Above: Dollar Index shown at daily intervals with USD/GBP and USD/CNH exchange rate. Cick image for closer inspection. 




Tuesday's employment figures and Wednesday's release of GDP data for August are the economic highlights of the week in the UK but most important for the Pound is likely to be the scheduled speeches from Bank of England Monetary Policy Committee members.

These are likely to be of most interest to the market following the financial fallout over the new government's budget, which has been widely criticised in recent weeks and was followed in late September by heavy losses for the Pound and steep increases in government bond yields.

September's budget also saw market-implied measures of expectations for interest rates rise signifantly to imply a high probability of Bank Rate being lifted from 2.25% currently to more than 5% by the early months of the new year in what would likely be a very damaging policy outcome for the UK economy.

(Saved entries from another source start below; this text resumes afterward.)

PR #228, opened 2026-05-25
feat(portal): portal page CRUD — SDK, MCP, and CLI (task 4.0)

### LINKED ISSUE #209: Portal CRUD 4.0 — Portal pages (CRUD, sort, layout)
## Goal

Page management: **create, update, delete, sort, and layout update** for portal pages.

## Context

- **Depends on:** #208 (Task 3.0) merged into `dev`
- **Enables:** #210 (Task 5.0 needs `page_id`)
- **Tools:** 5 MCP tools | `pipefy portal page …`
- **Branch:** `feat/portal-crud/4-portal-pages` from `dev`
- **Suggested PR:** 4 → merges into `dev`

## Acceptance criteria

- [ ] Five operations shipped SDK + MCP + CLI
- [ ] Input shapes follow `InterfacePage*MutationInput` exactly (snake_case `interface_uuid`, `page_id`, `page_ids`)
- [ ] `update_portal_page_layout` only requires `page_id` + `layout: Json!` (no `interface_uuid`)
- [ ] CLI page delete requires `--yes`
- [ ] Five parity matrix rows

## Sub-tasks (TDD order)

- [ ] **4.1 RED** — SDK tests for five page operations
- [ ] **4.2 GREEN** — SDK implementation
- [ ] **4.3 RED** — MCP tests for five page tools
- [ ] **4.4 GREEN** — MCP page tools
- [ ] **4.5 RED** — CLI tests for `portal page` subcommands
- [ ] **4.6 GREEN** — CLI page subcommands
- [ ] **4.7 REFACTOR** — Parity rows + ruff

## Verify

```bash
uv run pytest -m "not integration" -k portal_page -v
```

adriannoes:
## Summary

- Ship five portal page capabilities on the Interfaces schema: create, update, delete, sort, and layout update (SDK → MCP → CLI).
- Add parity rows and `docs/mcp/tools/portal.md` for the 10 portal tools (read + CRUD + five page tools).
- Harden sort/layout MCP envelopes (success only when `sortPages` / `updatePageLayout` return `success: true`) and validate `page_ids` / CLI sort ID inputs (code review F1/F2).

Closes #209

## Test plan

- [x] `uv run ruff check packages/sdk/src packages/mcp/src packages/cli/src packages/auth/src`
- [x] `uv run ruff format --check` (same paths)
- [x] `uv run pytest packages/sdk/tests/services/pipefy/test_portal_service.py packages/mcp/tests/tools/test_portal_tools.py packages/cli/tests/test_portal_commands.py tests/test_parity.py -m "not integration"` — **243 passed**
- [x] `uv run python .github/workflows/scripts/lint_skill_refs.py` — passed
- [x] `uv build packages/mcp` — wheel OK
- [x] Manual MCP smoke (PipeClaw org `302398434`, main portal `51831a06-…`): create → update → sort → delete preview/execute; layout deferred (no real layout blob in `get_portal`)

**Note:** Full `uv run pytest -m "not integration"` may fail locally if `.env` provides auth (`test_initialize_services_raises_when_no_auth_source_configured`); CI runs without that env and should stay green.


packages/mcp/src/pipefy_mcp/tools/portal_tools.py
```diff
@@ -238,3 +238,242 @@ async def delete_portal(
...
+                layout: Layout JSON (full layout object for the page).
+            """
+            page_id, err = validate_tool_id(page_id, "page_id")
+            if err is not None:
+                return err
+            await ctx.debug(f"update_portal_page_layout: page_id={page_id}")
+            try:
+                result = await client.update_portal_page_layout(page_id, layout)
+            except Exception as exc:  # noqa: BLE001
+                return build_error_payload(str(exc))
```
Danielmoraisg: **Important — inconsistent portal-error mapping.**

All four sibling page tools (`create_portal_page`, `update_portal_page`, `delete_portal_page`, `sort_portal_pages`) wrap exceptions with `build_error_payload(map_portal_error_to_message(exc))`, but here it's `build_error_payload(str(exc))`. The SDK's `_execute_interfaces_query_with_portal_errors` still raises `PortalPermissionError` on `PERMISSION_DENIED`, so a permission failure here will leak the raw `TransportQueryError` message instead of the actionable "Request organization permissions such as `create_portal` or `manage_portals`…" guidance the other tools surface.

Suggest:
```python
    return build_error_payload(map_portal_error_to_message(exc))
```
…and add a `test_update_portal_page_layout_permission_denied_surfaces_actionable_message` analogous to the existing `test_create_portal_page_permission_denied_…` to lock the behavior in.

packages/mcp/src/pipefy_mcp/tools/portal_tools.py
```diff
@@ -238,3 +238,242 @@ async def delete_portal(
...
+                return tool_error(
+                    "Invalid 'page_ids': must be a non-empty list of page UUIDs.",
+                    code="INVALID_ARGUMENTS",
+                )
+            cleaned_page_ids: list[str] = []
+            for page_id in page_ids:
+                cleaned_id, id_err = validate_tool_id(page_id, "page_ids")
+                if id_err is not None:
+                    return id_err
+                cleaned_page_ids.append(cleaned_id)
```
Danielmoraisg, line 442: **Important — `page_ids` does not reject duplicates.**

The PR description's input-validation contract calls for "no duplicates" on `page_ids`. Each item is validated individually, but `["a", "a", "b"]` will pass straight through to `sortPages`, where the server's behavior on duplicate IDs is unspecified (likely either an opaque GraphQL error or a silent reorder using last-seen). Cheap to defend in depth at the boundary:

```python
if len(set(cleaned_page_ids)) != len(cleaned_page_ids):
    return tool_error(
        "Invalid 'page_ids': must not contain duplicate page UUIDs.",
        code="INVALID_ARGUMENTS",
    )
```

Same fix is needed on the CLI side in `_parse_page_ids_for_sort` (`packages/cli/src/pipefy_cli/commands/portal.py:61`) — raise `typer.BadParameter` if the deduped list is shorter. Extend `test_sort_portal_pages_rejects_invalid_page_id_items` with a duplicate-ID case.

packages/mcp/src/pipefy_mcp/tools/portal_tools.py
```diff
@@ -238,3 +238,242 @@ async def delete_portal(
...
+                return build_success_payload(result, include_parsed=True)
+            return build_error_payload(
+                f"Failed to delete portal page '{page_id}'. "
+                "Please try again or contact support."
+            )
+
+        @mcp.tool(
+            annotations=ToolAnnotations(readOnlyHint=False),
+        )
+        async def sort_portal_pages(
```
Danielmoraisg, line 418: **Important — plan/implementation divergence on `page_ids` shape validation.**

The PR plan describes `page_ids` validation as "every entry a UUID", but `validate_tool_id` (`packages/mcp/src/pipefy_mcp/tools/validation_helpers.py`) only enforces "non-empty string or positive integer" — `UUID_RE` exists in that module but is never invoked here. This is **consistent** with the rest of the portal CRUD (`portal_uuid` also goes through `validate_tool_id`, not `UUID_RE`), so the implementation isn't internally inconsistent — but it doesn't match the stricter spec in the PR description.

Two options, no strong preference:
1. Leave the validation as-is and tweak the PR body to say "non-empty string or positive integer" rather than "UUID" — matches the existing portal tooling and avoids tightening a contract Pipefy IDs don't actually require.
2. Tighten to `UUID_RE.fullmatch(...)` for the page-level identifiers (`page_id`, `page_ids[*]`) on the grounds that Interfaces-schema IDs really are UUID-shaped.

Flagging so the choice is intentional, not accidental.

packages/mcp/src/pipefy_mcp/tools/portal_tools.py
```diff
@@ -238,3 +238,242 @@ async def delete_portal(
...
+
+        @mcp.tool(
+            annotations=ToolAnnotations(readOnlyHint=False),
+        )
+        async def create_portal_page(
+            ctx: Context[ServerSession, None],
+            portal_uuid: str,
+            title: str,
+            description: str | None = None,
+            index: int | None = None,
```
Danielmoraisg, line 252: **Important — `index` is unvalidated at both MCP and CLI tiers.**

What the BoE makes of the market's assumptions about Bank Rate is likely to be an important influence on the Pound for months to come, hence why this week's speeches from members of the MPC will be scrutinised closely. 

These include a Tuesday appearance by Governor Andrew Bailey at the Institute of International Finance Annual Membership Meeting in Washington and a Wednesday address by chief economist Huw Pill to the Scottish Council for Development and Industry.